Please note: I take absolutely no credit for this code. The original source is located here.
<?php
function chkiplist($ip) {
$lines = file("THE-FILENAME-OF-IP-LIST.txt");
$found = false;
$split_it = split("\.",$ip);
$ip = "1" . sprintf("%03d",$split_it[0]) .
sprintf("%03d",$split_it[1]) . sprintf("%03d",$split_it[2]) .

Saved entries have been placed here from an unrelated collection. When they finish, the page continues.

PR #2338, opened 2022-12-13
nrf: import nrf5340 nrfx config

pjonsson:
This is the file from the nrfx templates,
except the addition+use of the NRF_PERIPH
macro.

Cherry-picked from a commit by John Kanwar.

### DIFF
--- a/arch/cpu/nrf/nrfx_config_nrf5340_application.h
+++ b/arch/cpu/nrf/nrfx_config_nrf5340_application.h
@@ -1,0 +1,2173 @@
+/*
+ * Copyright (c) 2019 - 2021, Nordic Semiconductor ASA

sprintf("%03d",$split_it[3]);
foreach ($lines as $line) {
$line = chop($line);
$line = str_replace("x","*",$line);
$line = preg_replace("|[A-Za-z$max = $line;
$min = $line;
if ( strpos($line,"*",0) <> "" ) {
$max = str_replace("*","999",$line);
$min = str_replace("*","000",$line);
}
if ( strpos($line,"?",0) <> "" ) {
$max = str_replace("?","9",$line);
$min = str_replace("?","0",$line);
}
if ( $max == "" ) { continue; };
if ( strpos($max," - ",0) <> "" ) {
$split_it = split(" - ",$max);
if ( !preg_match("|\d{1,3}\.|",$split_it[1]) ) {
$max = $split_it[0];
}
else {
$max = $split_it[1];
};
}
if ( strpos($min," - ",0) <> "" ) {
$split_it = split(" - ",$min);
$min = $split_it[0];
}
$split_it = split("\.",$max);
for ( $i=0;$i<4;$i++ ) {
if ( $i == 0 ) { $max = 1; };
if ( strpos($split_it[$i],"-",0) <> "" ) {
$another_split = split("-",$split_it[$i]);
$split_it[$i] = $another_split[1];
}
$max .= sprintf("%03d",$split_it[$i]);
}
$split_it = split("\.",$min);
for ( $i=0;$i<4;$i++ ) {
if ( $i == 0 ) { $min = 1; };
if ( strpos($split_it[$i],"-",0) <> "" ) {
$another_split = split("-",$split_it[$i]);
$split_it[$i] = $another_split[0];
}
$min .= sprintf("%03d",$split_it[$i]);
}
if ( ($ip <= $max) && ($ip >= $min) ) {
$found = true;
break;
};
}
return $found;
};
$status = chkiplist($_SERVER['REMOTE_ADDR']);
?>
Ok, now what? Change the third line so the filename you saved your IPs to is specified, then look for:
<?php the_content(); ?>
Immediately before that line, add something similar to the following:
<?php if ($status == 1): ?> Hey, thanks for scraping my post: <a href="<?php the_permalink(); ?>" title="<?php the_title(); ?>"> <?php the_title(); ?><br /> Click here to see the site this content was stolen from! <?php the_excerpt(); ?> <?php the_title(); ?></a> Original Source: <?php the_permalink(); ?> <?php else: ?>
The spam bots will see this:
Hey, thanks for scraping my post:
Defeat Spam Blogs With IP Based Content Delivery
Defeat Spam Blogs With IP Based Content Delivery
Original Source:
www.nullamatix.com/defeat-spam-blogs-with-ip-based-content-delivery/
We’re not done yet. To prevent any PHP errors, you’ll need to add this:
<?php endif; ?>
immediately after:
<?php the_content(); ?>
The whole thing, minus the chkiplist() function defined above, should look something like this:
<div class="entry-content"> <?php if ($status == 1): ?> Hey, thanks for scraping my post: <a href="<?php the_permalink(); ?>" title="<?php the_title(); ?>"> <?php the_title(); ?><br /> Click here to see the site this content was stolen from! <?php the_excerpt(); ?> <?php the_title(); ?></a> Original Source: <?php the_permalink(); ?> <?php else: ?> <?php the_content(); ?> <?php endif; ?> </div>
To test everything out and make sure your blog is up and running properly, just visit a post like you normally would. If the content is displays as usual, you’re good to go. To test the scraper’s view, just add your IP to the list of known spammers. The script above also supports wildcards, among other variations. Check out the original source mentioned above for more details.
To Conclude…
This won’t immediately work on every new splog that comes out, but if you actively check your server logs, you can stop most of ‘em by adding the offending IP(s). Now for the real question: what other purposes might this nifty little script serve? Just use your imagination - there is a hidden agenda behind this entire post 
Technology Made Simple
Here is the...
This idea is interesting, but I have a a few concerns.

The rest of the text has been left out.